Gregsoldtruck79 said:


> VAer said:
> 
> 
> > Can I put dehumidifier on a table, instead of on the floor? So I can place a big container under the table.
> ...


What I mean is to put a big container to hold the water for at least one week. Container will be under the table. Not automatically to laundry sink..


----------



## siffleur (Aug 19, 2013)

*Re: Why are they in your basement?*



VAer said:


> I have no ideas how to connect to garden hose, where do you want the water to go? In my basement, the only way for water to go to is laundry sink. But laundry sink is higher than dehumdifier, and laundry sink is in closed washer/dryer room and is far away from open space of basement.
> 
> The only thing I can think of: buying something (low container) to store much more water than Dehumidifier Water Tank


If there is an external fitting for a drian hose, all you have to do is screw the end of the garden hose onto the fitting. There may be a little door you have to flip open to reveal the fitting. Same as screwing your garden hose onto an outdoor spigot.

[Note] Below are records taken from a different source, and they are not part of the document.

PR #3, opened 2020-10-14
Enable GitHub Actions for this repository

johnmcollier:
Fixes https://github.com/devfile/api/issues/178

Enables GitHub Actions for CI in this repository, making sure that the index generator and registry docker image are build on each PR and push to master.

### DIFF
--- a/.github/workflows/ci.yaml
+++ b/.github/workflows/ci.yaml
@@ -11,10 +11,13 @@ jobs:
     name: Check index-generator build
     runs-on: ubuntu-latest
     steps:
-    - uses: actions/checkout@v2
+    - name: Check out code
+      uses: actions/checkout@v2
 
     - name: Setup Go environment
       uses: actions/setup-go@v2.1.2
+      with:
+        go-version: 1.13
 
     - name: Check if index-generator build is working
       run: cd index/generator && ./build.sh
--- a/.github/workflows/ci.yaml
+++ b/.github/workflows/ci.yaml
@@ -1,0 +1,30 @@
+name: CI
+
+on:
+  push:
+    branches: [ master ]
+  pull_request:
+    branches: [ master ]
+
+jobs:
+  go:
+    name: Check index-generator build
+    runs-on: ubuntu-latest
+    steps:
+    - uses: actions/checkout@v2
+
+    - name: Setup Go environment
+      uses: actions/setup-go@v2.1.2
+
+    - name: Check if index-generator build is working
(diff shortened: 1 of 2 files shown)


.github/workflows/ci.yaml
```diff
@@ -0,0 +1,30 @@
...
+jobs:
+  go:
+    name: Check index-generator build
+    runs-on: ubuntu-latest
+    steps:
+    - uses: actions/checkout@v2
+
+    - name: Setup Go environment
+      uses: actions/setup-go@v2.1.2
+
```
GeekArthur, line 18: It would be better we specify the go version here (like below) as we use `go mod` and the lower version of go might not work properly

```yaml
with:
        # The Go version to download (if necessary) and use. Supports semver spec and ranges.
        go-version: 1.13
```

.github/workflows/ci.yaml
```diff
@@ -0,0 +1,30 @@
...
+  push:
+    branches: [ master ]
+  pull_request:
+    branches: [ master ]
+
+jobs:
+  go:
+    name: Check index-generator build
+    runs-on: ubuntu-latest
+    steps:
```
GeekArthur, line 13: nit: add `- name: Check out code` for this step is more clear and neat

index/generator/build.sh
```diff
@@ -1,7 +1,2 @@
 #!/bin/sh
-MODULE="github.com/devfile/registry-support/index/generator"
-BIN_DIR=$GOPATH/bin
-MODULE_BIN=$BIN_DIR/generator
-
-CGO_ENABLED=0 go install $MODULE
-cp $MODULE_BIN ./index-generator
+CGO_ENABLED=0 go build -mod=vendor -o index-generator .
```
GeekArthur, line 2: 👍

GeekArthur (changes requested):

.github/workflows/ci.yaml
johnmcollier: Sounds good 👍

.github/workflows/ci.yaml
johnmcollier: Ooh, good catch.

johnmcollier: Updated

.github/workflows/ci.yaml
johnmcollier: Updated

GeekArthur (approved):
LGTM, thanks!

Some older and less expensive dehumidifiers do not have a fitting for connecting a garden hose. ZIf that is what you have, I would go out and buy a new dehumidifier, especially since you just renovated your basement. You don't want mold growing on your brand new renovation materials, do you?

If you don't have a drain or a sump pump pit to drain the garden hose into, buy a dehumidifier with a built-in pump:

https://www.homedepot.com/p/GE-70-pt-Dehumidifier-with-Built-In-Pump-ENERGY-STAR-APEL70LW/300734668

Or something similar. When you run the garden hose from your dehumidifier into your laundry sink, make sure you leave the laundry door open so the humid air in the rest of the basement circulates into the laundry room and gets dehumidified faster than if the door was shut.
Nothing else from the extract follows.